*** MATERIAL SHOWN ***

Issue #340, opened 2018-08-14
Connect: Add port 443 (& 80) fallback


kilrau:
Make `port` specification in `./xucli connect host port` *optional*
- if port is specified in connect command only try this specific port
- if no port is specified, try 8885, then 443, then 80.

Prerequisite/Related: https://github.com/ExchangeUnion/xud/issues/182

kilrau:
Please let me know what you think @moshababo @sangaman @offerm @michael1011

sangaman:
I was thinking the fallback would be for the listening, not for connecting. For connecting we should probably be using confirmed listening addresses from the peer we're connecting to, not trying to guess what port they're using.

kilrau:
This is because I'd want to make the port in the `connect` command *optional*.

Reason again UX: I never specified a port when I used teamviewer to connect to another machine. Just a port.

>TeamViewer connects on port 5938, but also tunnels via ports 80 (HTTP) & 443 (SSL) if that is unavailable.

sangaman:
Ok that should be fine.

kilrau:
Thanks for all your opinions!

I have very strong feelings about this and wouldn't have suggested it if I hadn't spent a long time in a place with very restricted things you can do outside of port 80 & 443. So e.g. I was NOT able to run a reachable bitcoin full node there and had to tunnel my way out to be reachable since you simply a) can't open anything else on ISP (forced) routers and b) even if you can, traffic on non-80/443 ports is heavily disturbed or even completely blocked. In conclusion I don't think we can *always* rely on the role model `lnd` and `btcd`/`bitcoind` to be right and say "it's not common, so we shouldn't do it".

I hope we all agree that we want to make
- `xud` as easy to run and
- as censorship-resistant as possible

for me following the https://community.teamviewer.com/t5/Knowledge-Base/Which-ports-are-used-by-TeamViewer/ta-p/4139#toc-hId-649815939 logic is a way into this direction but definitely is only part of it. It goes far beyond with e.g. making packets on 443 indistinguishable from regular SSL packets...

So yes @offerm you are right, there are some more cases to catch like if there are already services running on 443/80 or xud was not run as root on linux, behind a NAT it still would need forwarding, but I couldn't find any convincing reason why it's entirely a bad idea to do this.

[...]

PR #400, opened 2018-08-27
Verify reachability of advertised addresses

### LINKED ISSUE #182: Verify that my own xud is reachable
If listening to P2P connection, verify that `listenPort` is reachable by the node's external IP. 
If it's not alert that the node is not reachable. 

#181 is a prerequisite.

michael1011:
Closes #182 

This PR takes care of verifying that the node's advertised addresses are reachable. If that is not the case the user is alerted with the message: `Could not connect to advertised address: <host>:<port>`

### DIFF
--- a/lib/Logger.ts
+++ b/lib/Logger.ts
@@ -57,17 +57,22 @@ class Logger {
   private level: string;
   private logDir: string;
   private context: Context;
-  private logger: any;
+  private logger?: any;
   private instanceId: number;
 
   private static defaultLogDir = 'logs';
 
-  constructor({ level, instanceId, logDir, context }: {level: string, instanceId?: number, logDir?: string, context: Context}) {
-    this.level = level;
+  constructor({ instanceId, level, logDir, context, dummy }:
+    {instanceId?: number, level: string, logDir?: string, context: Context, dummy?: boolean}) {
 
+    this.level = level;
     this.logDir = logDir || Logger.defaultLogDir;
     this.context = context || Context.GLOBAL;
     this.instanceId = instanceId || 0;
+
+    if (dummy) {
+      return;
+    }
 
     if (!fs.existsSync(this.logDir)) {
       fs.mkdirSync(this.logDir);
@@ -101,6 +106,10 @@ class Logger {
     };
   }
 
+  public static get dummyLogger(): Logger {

*** End of MATERIAL SHOWN ***

• TASK BRIEF
Among the records above, only the lines between the line holding "- if port is" and the line holding "Thanks for all your opinions!", inclusive, are to be output, exactly as written.

• SOLUTION TO THIS EXERCISE
- if port is specified in connect command only try this specific port
- if no port is specified, try 8885, then 443, then 80.

Prerequisite/Related: https://github.com/ExchangeUnion/xud/issues/182

kilrau:
Please let me know what you think @moshababo @sangaman @offerm @michael1011

sangaman:
I was thinking the fallback would be for the listening, not for connecting. For connecting we should probably be using confirmed listening addresses from the peer we're connecting to, not trying to guess what port they're using.

kilrau:
This is because I'd want to make the port in the `connect` command *optional*.

Reason again UX: I never specified a port when I used teamviewer to connect to another machine. Just a port.

>TeamViewer connects on port 5938, but also tunnels via ports 80 (HTTP) & 443 (SSL) if that is unavailable.

sangaman:
Ok that should be fine.

kilrau:
Thanks for all your opinions!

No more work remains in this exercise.